If the extra performance potential is not used, however, there is little reason to upgrade to the latest technology. SPEC Power data indicates that the energy performance of previous generations of AMD-based servers is often as good — or better — when running relatively small workloads (for example, where the application’s scaling is limited, or further consolidation is not technically practical or economical).
Figure 2 also demonstrates the size of the challenge faced by Intel: at any performance level, the current (Sapphire Rapids) and previous (Ice Lake) generations of Intel-based systems use more power — much more when highly loaded. The exception to this rule, not captured by SPEC Power, is when the performance-critical code paths of specific software are heavily optimized for an Intel platform, such as select technical, supercomputing and AI (deep neural network) applications that often take advantage of hardware acceleration features. In these specific cases, Intel’s latest products can often close the gap or even exceed the energy performance of AMD’s processors.
Servers that age well
The fact that the latest generation of processors from Intel and AMD is not more efficient than the previous generation is less of a problem. The greater problem is that server technology platforms released in the past two years do not offer automatic efficiency improvements over the enormous installed base of legacy servers, which are often more than five or six years old.
Figure 3 highlights the relationship between performance and power where, without a major workload consolidation (2:1 or higher), the business case to upgrade old servers (see blue crosses) remains dubious. This area is not fixed and will vary by application, but approximately equals the real-world performance and power envelope of most Intel-based servers released before 2020. Typically, only the best performing, highly utilized legacy servers will warrant an upgrade without further consolidation.
For many organizations, the processing demand in their applications is not rising fast enough to benefit from the performance and energy efficiency improvements the newer servers offer. There are many applications that, by today’s standards, only lightly exercise server resources, and that are not fully optimized for multi-core systems. Average utilization levels are often low (between 10% and 20%), because many servers are sized for expected peak demand, but spend most of their time in idle or reduced performance states.

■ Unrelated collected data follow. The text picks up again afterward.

PR #12714, opened 2026-08-31
Fix stale cache requests overwriting newer results

ginavalent:
## Summary

- Prevent superseded cache fallbacks from overwriting results produced by newer requests.
- Prevent superseded fallbacks from deleting the current `inFlight` entry.
- Apply the same generation check to background revalidation.
- Add regression coverage for both stale writes and stale cleanup.

## Root cause

After an in-flight fallback exceeds `promiseTimeout`, `InMemoryCache` allows a new fallback to start for the same key.

The superseded promise previously had no way to determine that it was no longer the current request. When it settled, it could therefore:

- overwrite a newer cached result
- delete the newer request's `inFlight` entry

This affected both regular cache misses and background revalidation.

## Fix

Use the stored Promise identity as a generation token.

A fallback now updates the cache or clears `inFlight` only when its Promise is still the current Promise for the key. Superseded callers still receive their own fallback result, but their completion can no longer mutate newer shared cache state.

## Validation

- `pnpm --filter @l2beat/shared-pure test` — 446 passing on Node.js 22
- `pnpm --filter @l2beat/shared-pure typecheck`
- `pnpm --filter @l2beat/shared-pure lint`
- `pnpm --filter @l2beat/shared-pure format`


torztomasz:
Thank you for tracking this down and for the clear write-up of the root cause! The stale-overwrite race is real and the regression tests made it easy to reason about.

I pushed two commits on top of your branch:

**1. Merge `main`.** #12743 landed in the meantime and already covers the `inFlight` cleanup half (guarded delete on promise identity), and it changed the internals (`store()`, array-keyed `_get`/`_set`, no `initialCache`). I kept your structure for `get` / `revalidateInBackground` and ported the tests to the new API and the existing controlled-clock helper.

**2. Switch the write guard from promise identity to a timestamp check.** The identity check skips the write whenever the request is no longer the current one in `inFlight`, which also covers the case where the newer request has *failed*:

- A starts at 00:00 and is slow.
- At 00:31 B starts and replaces A in `inFlight`.
- B rejects at 00:32 and cleans itself up.
- A resolves at 00:40 with valid data, sees it is not current, and discards it. The cache stays empty and the next visitor pays for a third query.

Under the overload conditions that trigger the 30s timeout, a fast failure of the retry is the likely case, so throwing away a completed expensive query seemed worse than the stale write we're fixing.

The write is now skipped only when the cache already holds an entry written after this request started (`existing.timestamp >= startedAt` in `store()`). That still prevents the stale overwrite your tests cover, and it keeps A's result when nothing newer made it into the cache. Added two tests for both sides of that rule.

Happy to adjust if you see a hole in the timestamp rule.

torztomasz (approved):

PR #12717, opened 2026-09-01
Switch Avail da-beat client from WebSocket to HTTP

torztomasz:
## Summary

Replaces the polkadot-js `WsProvider` transport in the Avail da-beat client with `HttpProvider`. The staking queries are plain request/response storage reads; the WebSocket was only ever the transport and is the reason the backend went down on 2026-08-31.

## Root cause this fixes

When the avail WSS endpoint started failing, `WsProvider`'s background reconnect timers rejected promises with raw WebSocket `ErrorEvent`s outside any awaited chain — fatal unhandled rejections that killed the process. The old code couldn't catch it: `api.isReady` never rejects on connection failure, so `connect()` hung while the process died around it, and since `connect()` sat outside the `try/finally`, `disconnect()` never ran and the reconnect loop kept firing every ~2.5s. Both prod and staging died on the same hourly tick, 28s apart, and crash-looped all night.

## Changes

- `AvailWsClient` → `AvailClient` (`packages/shared/src/clients/avail/`), now on `HttpProvider`: no sockets, no background timers, every failure rejects the awaited promise (`isReadyOrError` + `throwOnConnect`)
- Connect/disconnect lifecycle removed from the public API — it was per-call runtime-metadata initialization, not a connection; it now lives inside the single stateless `getStakingEraOverview()` method with teardown in `finally`
- `DaBeatStatsProvider.getAvailStats()` collapses to a plain call
- Config: `availWsUrl` → `availRpcUrl`, env `AVAIL_RPC_URL[_FOR_DA_BEAT]`, default switched to the official `https://mainnet-rpc.avail.so/rpc` (publicnode's avail endpoint currently returns 503)
- `@polkadot/api` stays a lazy `await import()` — loading it costs ~700ms and ~82MB RSS, so it's paid only in the process that actually queries avail

## Deployment note

`AVAIL_WS_URL` is no longer read. Set `AVAIL_RPC_URL` if the default endpoint shouldn't be used.

## Testing

- Live-verified against `mainnet-rpc.avail.so`: returns the current era's validator overview; also verified a failing endpoint (publicnode, 503) surfaces as a clean rejected promise instead of a crash
- 20 `DaBeatStatsProvider` tests passing; typecheck, lint, format clean on both packages


mateuszradomski:
@codex, review

mateuszradomski (approved):

PR #12718, opened 2026-09-01
Store permissions in a separate discovered.json key

mateuszradomski:
Part of L2B-10994


packages/discovery/src/discovery/modelling/combinePermissionsIntoDiscovery.ts
```diff
@@ -1,73 +1,97 @@
...
+    permissionsOutput.eoasWithUpgradePermissions?.includes(entry.address) &&
+    !isZeroAddress(entry.address) &&
+    !isAlias(entry.address, allAddresses) &&
+    upgradesCriticalContract(receivedPermissions, discovery)
+
+  return {
+    receivedPermissions,
+    directlyReceivedPermissions: pick(false),
+    eoaWithUpgradePermissions: isEoaWithUpgradePermissions ? true : undefined,
+  }
```
adamiak: 🤖 **Comment by Claude Fable (AI)** — posted from Adrian's account, non-blocking

`buildPermissionEntry` always emits all three keys, with explicit `undefined` values for the missing ones. But `attachPermissions` deliberately uses `Object.assign` so that "a permission the project does not hold stays an absent key, not a key holding undefined - the diff treats those two as different" — and `Object.assign` copies an `undefined`-valued key onto the entry as an own key, violating exactly that invariant.

No live path hits this today, but only by accident of serialization: `DiscoveryRunner` and `updateDiffHistory` pass the output through `withoutUndefinedKeys` (a deep JSON round-trip) and disk writes go through `JSON.stringify`, all of which strip the `undefined`-valued keys before the map is ever read. A future in-memory combine → attach → diff path would produce phantom diffs.

Cheap hardening: only set the fields that are actually defined (then `isEmpty` collapses to `Object.keys(entry).length === 0`).

packages/backend/src/modules/update-monitor/UpdateDiffer.ts
```diff
@@ -100,11 +101,14 @@ export class UpdateDiffer {
...
-    const diff = diffDiscovery(discovery.entries, latestDiscovery.entries)
+    const diff = diffDiscovery(
+      entriesForDiff(discovery),
+      entriesForDiff(latestDiscovery),
+    )
 
     return this.getUpdateDiffs(
       diff,
-      latestDiscovery.entries,
+      entriesForDiff(latestDiscovery),
```
adamiak: 🤖 **Comment by Claude Fable (AI)** — posted from Adrian's account, non-blocking

`entriesForDiff(latestDiscovery)` is computed twice in this function (here and on L111). Unlike the old bare `latestDiscovery.entries`, each call shallow-copies every entry and redoes the permissions join, once per project per UM run. Hoisting it to a local (`const latestEntries = entriesForDiff(latestDiscovery)`) avoids the double work and makes it explicit that the diff and `getUpdateDiffs` must see the same entries.

Same pattern in `updateDiffHistory.ts` L106/L111 with `rerun.prevDiscovery`.

packages/l2b/src/commands/Inspect.ts
```diff
@@ -116,28 +116,33 @@ export const Inspect = command({
       )
     }
 
+    const permissions = discovery.permissions?.[entry.address] ?? {}
```
adamiak: 🤖 **Comment by Claude Fable (AI)** — posted from Adrian's account, non-blocking

Consistency thought, take it or leave it: this hand-rolls the map lookup, and `loadDiscoveryMappings.ts:144` does the same, so the read-path join now lives in three places (here, there, and `attachPermissions`). Calling `attachPermissions([discovery])` right after `readDiscovery`, the way `generateEntrypoints.ts` does, would have left the printing block below untouched and keeps the join semantics in one place if the map's keying ever changes.

adamiak:
🤖 **Comment by Claude Fable (AI)** — posted from Adrian's account, question / non-blocking

One thing worth double-checking outside this repo: the format change is breaking for any **external consumer** of `discovered.json`. An out-of-repo reader of `entry.receivedPermissions` / `entry.directlyReceivedPermissions` / `entry.eoaWithUpgradePermissions` won't error after this lands — it will silently see no permissions at all.

Are there any external tools, repos, scripts, or data pipelines (monitoring, research tooling, exports) reading these files that need a heads-up or a matching join on their side?

adamiak (approved):

mateuszradomski:
@codex, review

Counterintuitively, perhaps, servers built with Intel’s previous processor generations in the second half of the 2010s (largely since 2017, using Intel’s 14-nanometer technology) tend to show better power economy when used lightly, than their present-day counterparts. For many applications this means that, although they use more power when worked hard, they can conserve even more in periods of low demand.
Several factors may undermine the business case for the consolidation of workloads onto fewer, higher performance systems: these include the costs and risks of migration, threats to infrastructure resiliency, and incompatibility (if the software stack is not tested or certified for the new platform). The latest server technologies may offer major efficiency gains to at-scale IT services providers, AI developers and HPC shops, but for enterprises the benefits will be fewer and harder to achieve.
The regulatory drive for data center sustainability will likely direct more attention to IT’s role soon — the lead example being the proposed EU’s recast of the Energy Efficiency Directive. Regulators, consultants and IT infrastructure owners will want a number of proxy metrics for IT energy performance, and the age of a server is an intuitive choice. Data strongly indicates this form of simplistic ageism is misplaced.